To make sure your setup (and more importantly the detection configuration sent to Google), we recommend to detect the encoding and automatically configure our plugin, using the following plugin we posted before, as demonstrated in our demo:

If the performance of Google Speech-to-Text platform is not sufficient for your use-case, one solution would be to test with another provider, such as AWS Transcribe.

Thanks for the quick reply.

I have noted what you said that it accepts wav. and that mp3 is in beta but it is strange that every single wav. file I uploaded ( seven to ten files) all were rejected whereas 2x mp3 files as I said were accepted and gave results whereas the other five were not rejected with a message, but simply gave no results.

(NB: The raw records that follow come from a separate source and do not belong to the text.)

PR #266, opened 2025-01-03
Restrict walljump velocity

diznq:
## Intro

As pointed in an already existing issue, `mp_wallJump` should be an integer with three modes:

- `0` disabled
- `1` enabled default
- `2` enabled restricted

This feature follows on similar premise although with

- `0.0 - 1.0` enabled default with coefficient
- `1.01 +` cap the velocity of player when performing walljump

## Usage

It takes some playing around, but I found ideal value to be somewhere between `17` and `22` range. This way it enables for normal wall jumping, but restricts abuse (such as mouse scroll binding etc).

https://github.com/user-attachments/assets/b5f4a148-bf09-43f6-98f0-8be89c818b9c

### DIFF
--- a/Code/CryGame/Items/Weapons/Fists.cpp
+++ b/Code/CryGame/Items/Weapons/Fists.cpp
@@ -21,6 +21,7 @@ History:
 #include "CryCommon/CryAction/IWorldQuery.h"
 #include "CryCommon/CryAction/IGameTokens.h"
 #include "CryGame/GameActions.h"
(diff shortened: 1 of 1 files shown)


ccomrade (approved):
Thumbs up for keeping `mp_wallJump` as float.

The solution is a bit too complex since we probably only needed to limit the number of impulses per second (there's already `p_max_player_velocity` cvar to limit player velocity globally), but it seems to work.

Thanks.

PR #118, opened 2015-08-13
expose data.data_parsed alongside with data.data

Kirkkt:
data.data_parsed is a JSON object while data.data is a string.

We have been providing data.data in the past but it makes developers life much easier to have a well formatted JSON object.

Also added tests.


derrickstaten:
:+1:

PR #125, opened 2015-08-15
Kirk lint

Kirkkt:
massive fix on jshint and common js anti-patterns


src/4_initialization.js
```diff
@@ -35,7 +35,7 @@ else if (typeof exports === 'object') {
 if (!TITANIUM_BUILD) {
 	// Always make a global.
 	if (window) {
-		window['branch'] = branch_instance;
+		window.branch = branch_instance;
```
dmitrig01: most of the places we do this are actually intentional: see "Using string names to refer to object properties" in https://developers.google.com/closure/compiler/docs/limitations#implications-of-global-variable-function-and-property-renaming

dmitrig01: (this is present in many places - it's possible we have to change the linting rules to not error on this)

Kirkkt: Our `.jscsrc` and `.jshintrc` indeed need updates. Good point! Subsequential changes appending...

PR #129, opened 2015-08-18
NOP

Kirkkt:


Kirkkt:
@rpetit 

I will delete this branch in 7 days because it's rather outdated. Let me know if you think otherwise.

dmitrig01:
i think this was actually merged in

PR #132, opened 2015-08-19
NOP

Kirkkt:
@scotthasbrouck 
I will delete this branch in 7 days because it's a bit outdated. Let me know if you think otherwise.


dmitrig01:
i think we already merged this in (with a rebase though), just forgot to delete the brnach

PR #138, opened 2015-08-21
fix broken cordova links

Kirkkt:
@derrickstaten @dmitrig01 

PTaL (I also introduced a few trivial line breaks just to make my text editor sane)


dmitrig01:
thanks for slowly cleaning this mes

PR #143, opened 2015-08-24
Fix referring_link doesn't get passed into sendSMS

Kirkkt:
@dmitrig01 @jakecadams 

This happens when the option `make_new_link` is off (as default). retrieving referring_link returned null, but it should be a valid c link instead.
The reason is we were retrieving `referring_link` the wrong way. This is a quick fix, in the future I need to consolidate the setter getter for all sessionData fields


dmitrig01:
this doesn't look like it's actually changing anything - what are you intending to do?

dmitrig01:
:+1:

PR #144, opened 2015-08-24
metadata should be stringified as one object

derrickstaten:
@Kirkkt @dmitrig01 metadata should be stringified as a single object. on the api service, only two endpoints use metadata, `/v1/event` and `/v1/eventresponse`. I can't find `eventresponse` in the web-sdk, so I feel confident that I'm not breaking anything else in the web sdk by using it here.

One partner is waiting on this to go live, so hopefully we can distribute today or tomorrow.


derrickstaten:
okay this is much cleaner

Kirkkt:
:+1:

PR #153, opened 2015-08-26
reapply PR #143, fix referring_link doesn't persist

Kirkkt:
plus 2 jshint rules that we are already following (which means it doesn't break lint)


dmitrig01:
:+1:

Kirkkt:
@dmitrig01 

Once this is in we are ready for a new release with two major bug fixes :)

PR #155, opened 2015-08-26
indent example html properly

Kirkkt:
@dmitrig01

This file is basically a potato soup of tabs and spaces and bad indentations. we can't lint it because it's html file by nature.


Kirkkt:
ping @dmitrig01 

FYI this is an NOP PR.

dmitrig01:
:+1:

PR #156, opened 2015-08-26
use square bracket because it messes up the minification

Kirkkt:
@dmitrig01 @derrickstaten 

What is happening here is we are using dot notation and it passes all tests. However, the minification messes it up by trying to rename it to a one-letter attribute to save space. End result? the cdn version (which has been minified) isn't working because of this.


derrickstaten:
:+1:

PR #157, opened 2015-08-27
Make sure we always test against the minified version locally

Kirkkt:
@dmitrig01


dmitrig01:
:+1: but this won't run tests, only example.html

PR #158, opened 2015-08-27
re-make integration-test.html to test against min.js

Kirkkt:
@dmitrig01 sorry I forgot to re-make this


Kirkkt:
oops we can't just do this because test/4_integration.js speaks the unminified language :(

PR #373, opened 2019-12-02
Fix duplicate headers in multipart Part

vaslabs:
Following this https://github.com/softwaremill/tapir/pull/335

Just in case you'd like to have these changes.

Thank you.


adamw:
Thanks a lot for the PR! However, I think the current behavior is fine, but needs better documentation.

There are in fact three choices on what can be done when a header is added:
(1) always add it
(2) remove the old one, if a header with the same name exists
(3) remove the new one, if a header with the same name exists

Current behavior is (1) or (2). Your change would mean (1) or (3). Both are valid, but both in the `Part` and in `RequestT` the choice is between (1) and (2) (so the new header is *always* added, with the old one being optionally dropped), and I think it would make sense keeping this behavior.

So this means I have been unlucky in that every single one of the wav. files had the wrong encoding? How will your audio analyzer resolve this?

More specifically:

Speech-to-Text supports WAV files with LINEAR16 or MULAW encoded audio.

The Audio Analyzer parses the audio file, detect its encoding, sampling rate, channels and pass the relevant configuration to our plugin, increasing the chances of accurate transcription.

Please note that it does not make the input file compatible, it makes sure that the Google Speech-to-Text transcribing configuration is aligned with the file encoding characteristics, deferring to Google Speech-to-Text engine the processing.

  1. Can you please guide me to a resource where I can find various audio file samples that are wav. with LINEAR16 or MULAW encoded audio and are also shorter than one minute as I am testing synchronous for now and want to test with more than just the one file from your demo.

  2. So I should actually tell my users that we in fact do not offer speech to text, but only wav. to text, and not all wav, but only wav. with specific encoding?

We unfortunately do not maintain test files samples repository, the best would be to either search the web for such, or encode directly the files for your test needs.

The supported encodings (8 encodings + 1 in Beta at the moment) by Google Speech-to-Text are as follow:

We are able to support MP3 if needed be:

Finally:

I do not want to change the service, I want to figure out how to get this plugin to work properly. I refuse to believe that Google speech to text, the most popular speech to text API is rejecting every single audio file I am inputting into it. How are people using this API in apps if 90% of audio files do not work. I just spent the last 20 minutes copying over 10 random mp3 and wav. urls from this website: Free audio samples, drum loops & kits, vocals, royalty free music into the app and exactly zero of them gave a result. The only time I saw this plugin work is with 2 MP3 (not wav) files which I put in, and on your demo.

We are able to support MP3 if needed be:

It already transcribed 2 mp3 files as I mentioned. So what does the customization do that does not already exist?

What I would like to know is this: What automated solutions do companies and users who use this API utilize, to make it usable for their users? The average website user knows nothing about audio encoding formats.

The instructions to set up the plugin are included in the instructions that you can find on the plugin page, you will find also the link to the editor of the demo.
The input audio files must satisfy the supported encodings:

We are providing this plugin to automatically detect and configure the required inputs for our plugin, and therefore Google Speech-to-Text, so the users would not have to know the details of the audio file.

Here is a WAV sample file used with the plugin.

The customisation consists of routing the requests to the v1p1beta1 version of Google Speech-to-Text APIs and adapt the input parameters as per the v1p1beta1 API specifications.

Ok, I will buy your audio file analyzer later this evening and continue testing thereafter. I would also like the MP3 add-on yes.